While licence renewals have been expected for some time as the current ones expire next June, the move to tighten regulatory control took the industry by surprise. Besides appointing government representatives, the revisions also propose increasing local shareholdings of casino companies, without elaboration on how these moves will be enacted.
Beijing, increasingly wary of Macau’s acute reliance on gambling, has not yet indicated how the licence rebidding process will be judged.
Dismay rippled through industry players and analysts after the announcement as China’s ongoing clampdown on sectors from gaming to after-school tutoring appears to have reached Macau at last.
Some Hong Kong stock analysts wasted little time in downgrading their view of the near-term prospects for casino operators in the Chinese Special Administrative Region.

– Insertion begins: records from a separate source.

PR #252, opened 2018-04-23
fix incompatability with php 7.1 (PHP Fatal error: Uncaught Error: []…

JanneAalto:
… operator not supported for strings)


Chouby:
Coud you clarify in which circumstances you encountered this error? It is expected that the parameter 'tax_query' is an array (See https://developer.wordpress.org/reference/classes/wp_query/#taxonomy-parameters). Thus such error should never occur.

PR #262, opened 2018-06-11
Fix "s.trim is not a function" error

woutervanvliet:
When settings.data is an instance of FormData, wpAjax.unserialize fails. This PR should fix that.

I used `uglifyjs post.js --compress --mangle` to minify post.js, which seems to produce slightly different results from what the minified file looked like originally. Let me know if you want me to minify it in some other way.


woutervanvliet:
@Chouby The fails don't seem to have anything with my PR. Please advice.

manooweb:
@woutervanvliet don't worry about your code. In fact it is our continuous integration system that detected some line indented error in our php code.

Chouby:
@woutervanvliet Thank for your PR. Could you provide a use case to reproduce the error and test your code?

woutervanvliet:
@Chouby To be honest, I'm a little but unsure about the exact trigger for the error - but I'll describe what I know.

In my WordPress installation (in development) I have a few custom types, meta boxes, and the Gutenberg editor. When autosave happens on my custom post type, or when I manually save, the Polylang global ajax handler is invoked and assumes it can unserialize the request data with `wpAjax.unserialize`. 

However, from Gutenberg the request data is not JSON, but a FormData instance - triggering `s.split is not a function`.

Not sure if it also happens on standard Page or Post types, haven't experienced it there - when I submitted this PR I hadn't created any Pages or Posts.

woutervanvliet:
Perfect, thanks

PR #270, opened 2018-06-26
Added PLL_SET_COOKIE_IN_JS helping varnish based caches

gerdneuman:
Some hosters (mine included) offer a [varnish](https://varnish-cache.org/) based caching solution. For instance, [Pantheon](https://pantheon.io/docs/caching-advanced-topics/#using-styxkey) and [gandi.net Simple Hosting](https://doc.gandi.net/en/simple/cache#cookies) offer such a cache. It is great!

All are required to rebid for licences when current permits expire in June 2022.
At JP Morgan, analyst DS Kim said the bank was downgrading all Macau gaming names from overweight to neutral or underweight due to heightened scrutiny on capital management and daily operations ahead of licence renewals.

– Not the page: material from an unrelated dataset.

PR #271, opened 2018-06-26
date.setTime() expects ms not s, also make code more robust by closure around vars

gerdneuman:
Fixes two issues with the current code:
1. The setTime() in JS takes *milli*seconds not seconds. See https://developer.mozilla.org/en-US/docs/Web/JavaScript/Reference/Global_Objects/Date/setTime with `represented by a number of milliseconds` So currently instead of 1 year the expiration time was set to something like 4 hours ;)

“We admit it’s only a ‘directional’ signal, while the level of actual regulation/execution still remains a moot point,” he said, adding that the announcement would have already planted a seed of doubt in investors’ minds.
At a news briefing on Tuesday, Lei detailed nine areas for the consultation, including the number of licences to be given, increased regulation and protecting employee welfare, as well as introducing government representatives to supervise day-to-day operations at the casinos.

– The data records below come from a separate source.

PR #272, opened 2018-06-28
Ensure correct scheme for flag url on load

JoryHogeveen:
The language dropdown in #257 is rendering flag url's without a check for the correct scheme because the handlers are not triggered.
This PR sets the correct scheme for flag url's on `__construct()`.

**Enhancement idea:**
Let me know if you want me to change this.

Currently you are using `is_ssl()` and `str_replace()` to change the scheme.
Example: https://github.com/polylang/polylang/blob/master/include/language.php#L169-L175

Why not use WP core `set_url_scheme()` without a second parameter. Less code and it let's users use the filter: `set_url_scheme` from WP core.
https://developer.wordpress.org/reference/functions/set_url_scheme/

### DIFF
--- a/include/language.php
+++ b/include/language.php
@@ -87,6 +87,9 @@ class PLL_Language {
 				$this->facebook = $languages[ $this->locale ]['facebook'];
 			}
 		}
+
+		// Ensure correct scheme.
+		$this->flag_url = set_url_scheme( $this->flag_url );
 	}
 
 	/**


Chouby:
@JoryHogeveen I believe that, if there is an issue, this is not the right place for the fix. Indeed, `$this->flag_url` is not always defined at this line (when the language has not been stored in the transient yet).

Today I believe that there should be no issue as Polylang always uses the encoded flag on admin. But since you encountered an issue while developing #257, I'd like to fix it anyway.

However, I did not succeed to reproduce. If I look at the flag url property on an https site, the scheme is correct for me. I expect it to be as [the url is evaluated with `plugins_url()`](https://github.com/polylang/polylang/blob/2.3.10/include/language.php#L102) which applies the correct scheme.

Could you provide me the steps to reproduce?

JoryHogeveen:
Hi @Chouby,

I can't recall exactly how I encountered this. I _think_ this happened because I accessed the `flag_url` property before `set_flag()` was triggered.
This was related to dev of #257 which now uses the base64 images.

Aside from that. `set_url_scheme()` might be good to use on multiple locations.
Like here: https://github.com/polylang/polylang/blob/ac7537c6bb41fdde6df0edb484e257de39a4da56/include/language.php#L211-L219
And here: https://github.com/polylang/polylang/blob/ac7537c6bb41fdde6df0edb484e257de39a4da56/include/language.php#L172-L178
You could simplify this method to 2 lines by using `set_url_scheme()` and with that let WP do the scheme work.

Chouby:
Yes that's true for urls but not for `$this->flag` as this is an html snippet.

Chouby:
I'll close this PR. If you experience the same issue again in the future, feel free to open a new one or an issue. Meanwhile, I will follow your suggestion with `set_url_scheme()` and use relative urls for `$this->flag` as there is no need to have absolute url there.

Discussions over the future of Macau’s casino licences come amid rocky US-China relations, leaving some investors fearing that US-based casino operators may not fare as well as local players.
The government has not singled out any US players, but there has been a push within the companies to beef up the presence of Chinese or local executives to position themselves more as a Macau operator rather than foreign.
Ahead of the licence expirations, operators have tried to bolster their corporate responsibility and diversify into non-gaming offerings to placate Beijing’s fears of over-reliance on gambling.
Macau has tightened scrutiny of casinos enormously in recent years, with authorities clamping down on illicit capital flows from mainland China and tackling underground lending and illegal cash transfers.
Beijing has also intensified its war on cross-border flows of funds for gambling, affecting the financing channels of Macau’s junket operators and their VIP casino customers.
In June this year, Macau more than doubled the number of gaming inspectors and restructured several departments to ramp up supervision.
George Choi, an analyst at Citigroup in Hong Kong, said that while the public consultation document offered limited details, the suggested revisions enhance long-term sustainable growth for the industry with “positive implications on the six casino operators”.
He cautioned, however, that “we will not be surprised if the market focuses only on the potentially negative implications, given the weak investor sentiment”.
The consultation comes as Macau has struggled with a dearth of travellers because of coronavirus curbs since the start of 2020. While gambling revenues have picked up in recent months, they remain at less than half of 2019 monthly hauls.